Researchers have developed a gene therapy technology that uses magnetic fields to switch groups of neurons on and off, controlling brain circuits affected by Parkinson’s disease. In addition to Parkinson’s, the tech could be used to treat conditions as diverse as depression, obesity, and chronic pain.

As science and technology have advanced, so, too, have gene therapies to treat brain conditions. Optogenetics, for example, delivers light-sensitive proteins into specific nerve cells, or neurons, controlling brain circuits by switching neurons on and off using light. But it requires a fiber optic implant.

Magnetogenetics achieves the same outcome using magnetic fields. Researchers from Weill Cornell Medicine, The Rockefeller University, and the Icahn School of Medicine at Mt. Sinai have collaborated to develop a gene therapy that uses magnetic fields to precisely control specific brain circuits in real-time without needing an implanted device.

“We envision that magnetogenetics technology may someday be used to benefit patients in a wide range of clinical settings,” said Michael Kaplitt, professor and executive vice-chairperson of neurological surgery at Weill Cornell and the study’s co-corresponding author.

Ion channels are particular proteins with characteristics that allow them to assemble into channels. The function of ion channels is to allow specific inorganic ions – primarily sodium (Na+), potassium (K+), calcium (Ca2+), or chloride (Cl-) – to pass in and out of a cell through the plasma membrane. In neurons, this enables electrical signals to pass from one neuron to the next.

The researchers engineered an ion channel protein with a protein nanobody that sticks to a natural iron-trapping protein called ferritin. When the gene therapy is delivered to a particular brain region through minimally invasive surgery, a sufficiently strong magnetic field exerts enough force on the ferritin-trapped iron atoms to open or close the ion channel – switching the neuron ‘on’ or ‘off’.

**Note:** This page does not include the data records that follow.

PR #1922, opened 2026-03-02
Draft: Add parental controls to the Accounts portal

davidedmundson:
Applications need to filter content to match the age rating of the user.

The rating restrictions tend to be location and domain specific without
a common ground for where these groupings should be. Instead
applications provide a range of gates and the implementation returns
which group they are between.
    
This change is somewhat influenced by the new California law to make public API available but it's something we want to be pushing for anyway to allow applications to perform relevant filtering.

---

Draft as I haven't tested the complete stack. Implementation is mostly a copy/paste of GetUserDetails.


data/org.freedesktop.impl.portal.Account.xml
```diff
@@ -75,5 +75,35 @@
...
+        The following results get returned via the @results vardict:
+
+        * ``age`` (``u``)
+
+          The user's age in years. Values above 18 are
+          normalized to ``19`` to indicate "18+".
+    -->
+    <method name="GetParentalControls">
+      <arg type="o" name="handle" direction="in"/>
+      <arg type="s" name="app_id" direction="in"/>
```
davidedmundson: I don't feel I need this, I was just copying the parent.

davidedmundson:
One TODO is that the point of Apple's 3 arg API (rather than 2 args N times) is presumably to rate limit it so that can't just bisect an exact value. That's probably the job of this portal?

EtchedPixels:
Even a daily rate limit on the query means an app will discover child dates of birth on the day they transition between age classes. That means it does disclose date of birth exactly (and I think unfixably while in compliance with California as it stands). That means things like GDPR apply in Europe, and as it may be data from a minor must also be handled in accordance with other (eg US state) laws on processing data for children under 13.

I'm not saying it's a bad idea to have parental control - but that you have compliance and regulatory issues to deal with that are rather more complicated than just "it's an API" and the API has to be able to deal with those compliance issues (eg returning a "not permitted" status). The Apple approach doesn't appear to fix the problem.

The API also needs geolocation or some kind of regulatory locale information in order to figure out what answer ranges are permitted. California for example requires

"Send only the minimum amount of information necessary to comply with this title and shall not share the digital signal information with a third party for a purpose not required by this title."

So sending age information outside of the four categories in 1798.501 (a)(2) appears tbe be a violation of 1798.501 (a)(3) because the law was rather badly drafted.

data/org.freedesktop.impl.portal.Account.xml
```diff
@@ -75,5 +74,40 @@
...
+        @response: Numeric response
+        @results: Vardict with the results of the call
+
+        Gets parental control related age information about the user.
+
+        Supported keys in the @options vardict include:
+
+        The following results get returned via the @results vardict:
+
+        * ``low`` (``i``) and ``high`` (``i``)
```
AdrianVovk: Hmm, should the portal backend just return the real age? And then the frontend can handle all the range calculation?

AdrianVovk:
> The other way to approach this would be to turn it on its head, and instead of having a portal which tells apps what age the user is, instead have a portal which apps can query to tell them whether content which has a certain rating should be shown to the user.

This would be non-compliant with the law. The law specifically talks about age ranges

danirabbit:
> The other way to approach this would be to turn it on its head, and instead of having a portal which tells apps what age the user is, instead have a portal which apps can query to tell them whether content which has a certain rating should be shown to the user.

@pwithnall thats what this does. The app sends up to 3 age gates and then the portal responds. You can send just one gate :)

data/org.freedesktop.impl.portal.Account.xml
```diff
@@ -42,11 +42,10 @@
...
-
-        * ``reason`` (``s``)
+        The method takes three input age gates (``gate1``, ``gate2``, ``gate3``)
+        as unsigned integers from the application (e.g. 13, 16, 18).
 
-          A string that can be shown in the dialog to explain why the information is needed.
+        Supported keys in the @options vardict include:
           This should be a complete sentence that explains what the application will do with
           the returned information, for example: Allows your personal information to be included
           with recipes you share with your friends.
```
ArrayBolt3, line 52: This looks like it got slightly mangled; the 'reason' key and the first line of its documentation were lost but the remaining three lines of documentation were kept.

data/org.freedesktop.impl.portal.Account.xml
ArrayBolt3: The real age might not be known by any application on the system, frontend, backend, or otherwise. Some portal implementations will want to (need to) store only just enough information for age bracket signals to work legally while not storing any information that could be used to fingerprint the user if the device becomes infected by malware. (Whonix is the primary system that will need this functionality, and it is essential enough that we will potentially have to make our own custom implementation if a standard implementation does not take this into account.)

data/org.freedesktop.portal.Account.xml
```diff
@@ -39,6 +39,10 @@
 
         Gets information about the user.
 
+        The method takes three input age gates (``gate1``, ``gate2``, ``gate3``)
+        as unsigned integers. The backend compares the user's age against these
+        gates to determine a range.
+
```
ArrayBolt3: This is no longer true since the functionality was broken into a separate method.

data/org.freedesktop.impl.portal.Account.xml
```diff
@@ -42,11 +42,10 @@
 
         Gets information about the user.
 
-        Supported keys in the @options vardict include:
-
-        * ``reason`` (``s``)
```
dylanmtaylor, line 47: The reason key docs were removed as part of this edit and should be restored for GetUserInformation. The age gate text should be on the new GetParentalControls method. There is no reason (heh) to drop the keys for options, including the reason key from this documentation block.

src/account.c
```diff
@@ -233,10 +303,81 @@ handle_get_user_information (XdpDbusAccount *object,
   return G_DBUS_METHOD_INVOCATION_HANDLED;
 }
 
+static gboolean
+handle_get_parental_controls (XdpDbusAccount *object,
+                              GDBusMethodInvocation *invocation,
+                              const gchar *arg_parent_window,
+                              guint arg_gate1,
```
dylanmtaylor: Consider using an array of integers instead of 3 fixed gate arguments. As discussed in the thread, different jurisdictions have different numbers of legally relevant age boundaries. A fixed size of 3 bakes Apple's specific API shape into a freedesktop standard.

dylanmtaylor: Also, just noticed, but these are _unsigned_ values but the spec calls for using -1 as a signal. I think gates need to be signed integers.

ArrayBolt3 (commented):
I don't have the understanding of glib code needed to understand all of what's happening here, but the concept looks good to me. A lot is left implementation-defined, but that's arguably a good thing.

src/account.c
```diff
@@ -233,10 +303,81 @@ handle_get_user_information (XdpDbusAccount *object,
...
+  Account *account = (Account *) object;
+  XdpRequest *request = xdp_request_from_invocation (invocation);
+  const char *app_id = xdp_app_info_get_id (request->app_info);
+  XdpPermission permission;
+  g_autoptr(GError) error = NULL;
+  g_autoptr(XdpDbusImplRequest) impl_request = NULL;
+  g_auto(GVariantBuilder) options =
+    G_VARIANT_BUILDER_INIT (G_VARIANT_TYPE_VARDICT);
+
+  g_debug ("Handling GetParentalControls");
```
dylanmtaylor: Naming: the discussion seems to be converging on "age verification" rather than "parental controls". These are distinct concepts and as the goal is legal compliance and not content filtering here, I think this should be renamed.

src/xdp-types.h
```diff
@@ -54,6 +48,9 @@ typedef struct _XdpDbusImplAccess XdpDbusImplAccess;
 
 #define ACCOUNT_DBUS_IFACE DESKTOP_DBUS_IFACE ".Account"
 #define ACCOUNT_DBUS_IMPL_IFACE DESKTOP_DBUS_IMPL_IFACE ".Account"
+/* Permissions for Account portal */
+#define ACCOUNT_PERMISSION_TABLE "account"
+#define ACCOUNT_PERMISSION_PARENTAL_CONTROLS "parental-controls"
```
dylanmtaylor: I'd also change to age verification here.

tests/templates/account.py
```diff
@@ -62,3 +62,31 @@ def GetUserInformation(self, handle, app_id, window, options, cb_success, cb_err
...
+    in_signature="ossuuua{sv}",
+    out_signature="ua{sv}",
+    async_callbacks=("cb_success", "cb_error"),
+)
+def GetParentalControls(self, handle, app_id, window, gate1, gate2, gate3, options, cb_success, cb_error):
+    logger.debug(f"GetParentalControls({handle}, {app_id}, {window}, {options})")
+    params = self.account_params
+
+    # Default to no information known
+    results = params.results if params.results else {"low": dbus.Int32(-1), "high": dbus.Int32(-1)}
```
dylanmtaylor: The default result of (-1, -1) for "no information known" should be documented in the spec. Right now there's no specification of what values the backend should return when it can't determine the user's age, or what the semantics are.

tests/test_account.py
```diff
@@ -31,7 +31,7 @@ def required_templates():
 
 class TestAccount:
     def test_version(self, portals, dbus_con):
-        xdp.check_version(dbus_con, "Account", 1)
+        xdp.check_version(dbus_con, "Account", 2)
```
dylanmtaylor: The version of this test file is being incremented without any changes. GetParentalControls isn't even being exercised here.

src/account.c
```diff
@@ -155,6 +156,75 @@ get_user_information_done (GObject *source,
...
+    G_VARIANT_BUILDER_INIT (G_VARIANT_TYPE_VARDICT);
+  g_autoptr(GVariant) lowv = NULL;
+  g_autoptr(GVariant) highv = NULL;
+
+  REQUEST_AUTOLOCK (request);
+
+  response = GPOINTER_TO_INT (g_object_get_data (G_OBJECT (request), "response"));
+  results = (GVariant *)g_object_get_data (G_OBJECT (request), "results");
+
+  if (response != 0)
```
dylanmtaylor: Consider adding a NULL check on results before the lookups.

src/account.c
```diff
@@ -233,10 +303,81 @@ handle_get_user_information (XdpDbusAccount *object,
   return G_DBUS_METHOD_INVOCATION_HANDLED;
 }
 
+static gboolean
+handle_get_parental_controls (XdpDbusAccount *object,
+                              GDBusMethodInvocation *invocation,
+                              const gchar *arg_parent_window,
```
dylanmtaylor: What is the parent window being used for here?

data/org.freedesktop.impl.portal.Account.xml
AdrianVovk: Hmm fair enough. But then the age gates requested by the frontend should be passed into the backend as well, and the backend should be totally responsible for implementing all of the logic here. This weird hybrid situation where the backend returns a range and then the portal tries to mangle it into another range won't actually work.

Like if the backend says "the user is between 15 and 17". Then the app tries to query with gates of (13, 16, 18). What should the portal do? The user might be 15, and the portal should return (13,16). Or the user might be almost 17, and then the portal should return (16,18).

src/account.c
```diff
@@ -233,10 +303,81 @@ handle_get_user_information (XdpDbusAccount *object,
...
+
+  g_debug ("Handling GetParentalControls");
+
+  /* Validate application permission before proceeding */
+  permission = xdp_get_permission_sync (request->app_info,
+                                        ACCOUNT_PERMISSION_TABLE,
+                                        ACCOUNT_PERMISSION_PARENTAL_CONTROLS);
+  if (permission != XDP_PERMISSION_YES)
+    {
+      g_dbus_method_invocation_return_error (invocation,
```
dylanmtaylor: Should a failure to look up the permission be treated the same as "not allowed"?

tests/templates/account.py
```diff
@@ -62,3 +62,31 @@ def GetUserInformation(self, handle, app_id, window, options, cb_success, cb_err
...
+
+
+@dbus.service.method(
+    MAIN_IFACE,
+    in_signature="ossuuua{sv}",
+    out_signature="ua{sv}",
+    async_callbacks=("cb_success", "cb_error"),
+)
+def GetParentalControls(self, handle, app_id, window, gate1, gate2, gate3, options, cb_success, cb_error):
+    logger.debug(f"GetParentalControls({handle}, {app_id}, {window}, {options})")
```
dylanmtaylor: Consider outputting the gate values for debugging.

data/org.freedesktop.impl.portal.Account.xml
AdrianVovk: Alternatively, we just drop the ability for the app to provide gates that it's looking for, as I suggested before. They seem to complicate the design here, and I don't think there's actually a good idea of how they'd be used?

It's just an opportunity for apps to be abusive. Like: we need to consider an app that would also send gates `[13, 14, 15, 16, 17, 18]` to just get the user's exact age and use that for whatever illicit purpose. How would we deal with that? How would we even detect it?

So if we ultimately must ignore the app's age gates, then I don't really see a reason to include them in the spec. After all: unlike Apple here, our API takes an `a{sv}` so we can add arbitrary arguments to the function call later, if we decide that it's necessary

AdrianVovk: Also: the backend might only know an age range, but it could just return the bottom of that range to the frontend when asked. If your distro only knows that the user is between 16-18, then you can just safely tell the frontend that the user is 16 (you know that they are at least 16, so you won't ever over-report their age).

Basically I think it might be useful to centralize the actual compliance bits (the map of location -> mandated age gates) in the frontend, so that desktops don't have to worry about getting it right individually. This means that the backend giving the frontend a range will have the same issues as I described above: what if the range spans multiple legally-required ranges?

If you report a single age that's the bottom age of your range, then you'll always fall into a range that's the age of your user, or younger. Which is the only thing you can do given the lack of information.

src/account.c
AdrianVovk: This is what portal APIs look like. The backend may choose to show UI in response to the request, and that UI might be a dialog that's parented to the app's window.

data/org.freedesktop.impl.portal.Account.xml
ArrayBolt3: Valid point. The backend probably has to be responsible for doing all of it then. If we did stick with the "turn one range into another range", the only legally safe thing to do would be to stick with the lower bound and treat that as a canonical age value. That's not great for the reasons you pointed out above (unfair restriction of some app features), but for some distros that's an acceptable compromise because of the importance of other goals.

Edit: This was originally in reply to https://github.com/flatpak/xdg-desktop-portal/pull/1922#discussion_r2886751476

ArrayBolt3: > Alternatively, we just drop the ability for the app to provide gates that it's looking for, as I suggested before. They seem to complicate the design here, and I don't think there's actually a good idea of how they'd be used?

That sort of removes the "parental controls" aspect from this and leaves it as little more than a compliance mechanism. It leaves the age brackets entirely up to the desktop, and while some desktops may want to specify the age brackets exactly, that might not make sense in every scenario.

If it was to be nothing but a compliance mechanism, it might be good to pair it with a standardized way of tracking what age brackets are required by each jurisdiction. I have a concept for that, but I think it's orthogonal to the portal implementation and probably not something go into here. That would be more suited for a tzdata-like project.

ArrayBolt3: Heh, I read further and see you thought of a centralized database already. I have a non-xdg-desktop-portal implementation spec draft I was going to send to the XDG mailing list before I ran into this. Maybe it's worth posting anyway in case some of the ideas are useful here?

data/org.freedesktop.impl.portal.ParentalControls.xml
```diff
@@ -0,0 +1,46 @@
...
+<!--
+ SPDX-License-Identifier: LGPL-2.1-or-later
+-->
+
+<node name="/" xmlns:doc="http://www.freedesktop.org/dbus/1.0/doc.dtd">
+  <!--
+      org.freedesktop.impl.portal.ParentalControls:
+      @short_description: Backend for the ParentalControls portal
+  -->
+  <interface name="org.freedesktop.impl.portal.ParentalControls">
```
danirabbit, line 11: Just wanted to note here that there was some discussion that seemed to indicate a consensus around not calling this `ParentalControls` and instead using specifically `AgeVerification` since we might want a more content-focused parental controls API and there's hope of age verification maybe being deprecated someday

davidedmundson: There's a few too many discussions!

I know there was consensus to split from Accounts which I've done and I know there was consensus that OARS permissions is something we want to forward and should be a separate method.

I'm not sure what we gain from effectively going for one method per portal. They can still have separate permissions and I can't think of a non ParentalControl reason to be interested in age. 

It's not a hill I'll fight over if there is consensus from others.

One key point I would push against is we should steer clear of the word "verification" given we don't really promise that.

AdrianVovk: > I'm not sure what we gain from effectively going for one method per portal. They can still have separate permissions and I can't think of a non ParentalControl reason to be interested in age.

I'd put it in its own portal, distinct from parental controls, because if the laws go away we can deprecate the API and the portal entirely. Also, we don't know what kind of laws will exist in the future, and we may want to add additional functionality to the portal that's only really usable for age verification.

For instance: Apple has APIs to present a confirmation dialog. This dialog would explain some sort of major changes that happened to an app, and would require a parent to confirm that the app should still be allowed to run for their child. If we need to implement an API like this, that'd be another method to add to the age verification portal.

Also, IMO, if you're interested in parental controls you're not actually interested in age. If you're interested in parental controls, you want to know what kind of content restrictions the parent has set up for their child. Or the user has set for themself. Neither has to do with age. Really the only reason you'd be interested in age is to comply with these laws.

> One key point I would push against is we should steer clear of the word "verification" given we don't really promise that

We can call it `AgeRange` or `AgeSignals`? Apple calls it the "Declared Age Range API". Google's API is called "Play Age Signals API". Windows calls it the "Age Consent API"

pedropaulosuzuki: Agreed, there is no point in calling this "Parental control" if there is no control and only age is being passed, instead of flags for what should or not be allowed for that account. Parents should be able to disable contents based on flags, like "Violence", "Online chat", "Gambling", and so on.

While age-range makes sense, maybe we should call this what it really is: age-telemetry/age-surveillance.

davidedmundson: I'll move it so we have the most flexibility moving forwards.

swick:
I don't think anything constructive can be achieved in this PR anymore, so I'm closing it, but feel free to open new PRs.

In the present study, the therapy was delivered to neurons in the movement-controlling striatum region in mouse brains. When the magnetogenetic tech was activated by exposure to the magnetic field from a magnetic resonance imaging (MRI) scanner, the mice’s movements were slowed significantly and even froze.

In another proof-of-concept experiment using mouse models of Parkinson’s disease, the researchers delivered the tech to neurons in a brain region called the subthalamic nucleus. In humans, deep brain stimulation (DBS) targets that region to reduce the motor fluctuations or tremors caused by the condition. Applying a magnetic field to switch on the technology in the mice significantly reduced movement abnormalities.

The researchers found that their method worked just as well using a smaller, less expensive magnet than that found in an MRI machine: a transcranial magnetic stimulation (TMS) device used to treat patients with depression, migraine, and other conditions in the clinic. They observed no safety issues with their method.

“Being able now to do directional manipulations of brain activity with this relatively simple system is going to be very important in helping us better understand the underlying principles to help further advance this new technology,” said Santiago Unda, a postdoctoral researcher in Kaplitt’s lab and the study’s lead author.

The researchers plan to explore clinical applications of their magnetogenetic therapy, including treatments for psychiatric conditions and even chronic pain. They’ll also continue optimizing the technology.

The study was published in the journal Science Advances.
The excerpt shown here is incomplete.